'''

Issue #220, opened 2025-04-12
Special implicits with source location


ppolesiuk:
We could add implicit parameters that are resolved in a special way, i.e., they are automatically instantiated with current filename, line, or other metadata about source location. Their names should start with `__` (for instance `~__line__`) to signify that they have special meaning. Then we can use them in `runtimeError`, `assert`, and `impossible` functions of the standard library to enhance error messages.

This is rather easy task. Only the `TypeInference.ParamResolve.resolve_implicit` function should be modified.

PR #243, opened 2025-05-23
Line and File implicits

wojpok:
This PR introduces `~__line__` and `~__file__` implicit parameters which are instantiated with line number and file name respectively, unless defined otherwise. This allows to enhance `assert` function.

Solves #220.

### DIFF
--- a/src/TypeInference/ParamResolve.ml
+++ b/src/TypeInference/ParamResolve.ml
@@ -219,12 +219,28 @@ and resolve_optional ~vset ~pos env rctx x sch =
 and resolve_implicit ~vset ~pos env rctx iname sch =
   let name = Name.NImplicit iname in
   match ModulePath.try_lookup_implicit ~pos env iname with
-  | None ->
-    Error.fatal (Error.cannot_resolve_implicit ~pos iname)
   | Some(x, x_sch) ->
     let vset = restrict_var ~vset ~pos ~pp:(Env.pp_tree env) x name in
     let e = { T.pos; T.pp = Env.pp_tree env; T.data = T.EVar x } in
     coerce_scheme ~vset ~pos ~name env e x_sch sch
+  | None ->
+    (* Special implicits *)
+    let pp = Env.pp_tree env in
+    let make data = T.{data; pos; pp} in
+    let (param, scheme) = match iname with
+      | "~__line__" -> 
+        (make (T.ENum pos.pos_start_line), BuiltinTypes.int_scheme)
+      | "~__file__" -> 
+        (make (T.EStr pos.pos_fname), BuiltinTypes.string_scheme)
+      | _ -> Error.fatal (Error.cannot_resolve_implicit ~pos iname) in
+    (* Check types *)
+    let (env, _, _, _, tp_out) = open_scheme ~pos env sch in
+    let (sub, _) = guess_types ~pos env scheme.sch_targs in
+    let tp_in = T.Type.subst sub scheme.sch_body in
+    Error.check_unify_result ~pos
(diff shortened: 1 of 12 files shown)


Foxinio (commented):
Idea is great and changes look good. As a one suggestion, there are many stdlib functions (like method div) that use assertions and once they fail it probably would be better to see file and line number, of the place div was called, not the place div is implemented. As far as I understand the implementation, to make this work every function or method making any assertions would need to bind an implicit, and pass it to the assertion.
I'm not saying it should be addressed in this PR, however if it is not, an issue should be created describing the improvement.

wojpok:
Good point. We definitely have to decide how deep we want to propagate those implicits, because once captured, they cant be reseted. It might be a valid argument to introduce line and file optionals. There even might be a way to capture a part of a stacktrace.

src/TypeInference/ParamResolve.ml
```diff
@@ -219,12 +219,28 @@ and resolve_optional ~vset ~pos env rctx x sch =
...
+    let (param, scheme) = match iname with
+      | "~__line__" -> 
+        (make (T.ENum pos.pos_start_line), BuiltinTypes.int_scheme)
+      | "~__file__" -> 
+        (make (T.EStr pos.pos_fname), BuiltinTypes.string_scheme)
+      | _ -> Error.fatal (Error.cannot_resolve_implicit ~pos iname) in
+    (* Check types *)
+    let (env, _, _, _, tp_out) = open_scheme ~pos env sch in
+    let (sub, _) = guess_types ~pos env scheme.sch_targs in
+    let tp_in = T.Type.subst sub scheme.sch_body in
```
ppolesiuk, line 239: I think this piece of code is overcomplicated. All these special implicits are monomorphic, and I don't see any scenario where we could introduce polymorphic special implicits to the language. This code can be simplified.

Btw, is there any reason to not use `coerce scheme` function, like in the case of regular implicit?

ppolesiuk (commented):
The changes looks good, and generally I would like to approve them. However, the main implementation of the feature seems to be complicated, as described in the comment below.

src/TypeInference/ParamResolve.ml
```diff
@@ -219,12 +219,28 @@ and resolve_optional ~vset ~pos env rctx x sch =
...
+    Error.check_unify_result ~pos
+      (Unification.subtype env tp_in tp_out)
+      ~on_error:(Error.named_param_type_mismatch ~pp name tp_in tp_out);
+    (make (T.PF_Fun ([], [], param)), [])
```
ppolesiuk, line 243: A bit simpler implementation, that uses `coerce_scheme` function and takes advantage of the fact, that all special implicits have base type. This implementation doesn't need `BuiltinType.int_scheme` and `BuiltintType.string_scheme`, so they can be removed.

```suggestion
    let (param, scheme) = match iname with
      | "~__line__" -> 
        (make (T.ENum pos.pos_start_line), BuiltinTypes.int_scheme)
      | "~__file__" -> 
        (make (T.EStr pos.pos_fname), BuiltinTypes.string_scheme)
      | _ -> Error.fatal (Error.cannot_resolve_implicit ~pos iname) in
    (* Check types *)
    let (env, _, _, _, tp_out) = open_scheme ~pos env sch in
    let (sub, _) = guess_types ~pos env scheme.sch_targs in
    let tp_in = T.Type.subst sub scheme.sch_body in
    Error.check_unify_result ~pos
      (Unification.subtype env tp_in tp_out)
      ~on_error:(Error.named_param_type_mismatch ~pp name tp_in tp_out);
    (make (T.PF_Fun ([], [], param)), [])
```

'''

Go through the listing above. Show each line where the word "ParamResolve" is found.

This is rather easy task. Only the `TypeInference.ParamResolve.resolve_implicit` function should be modified.
--- a/src/TypeInference/ParamResolve.ml
+++ b/src/TypeInference/ParamResolve.ml
src/TypeInference/ParamResolve.ml
src/TypeInference/ParamResolve.ml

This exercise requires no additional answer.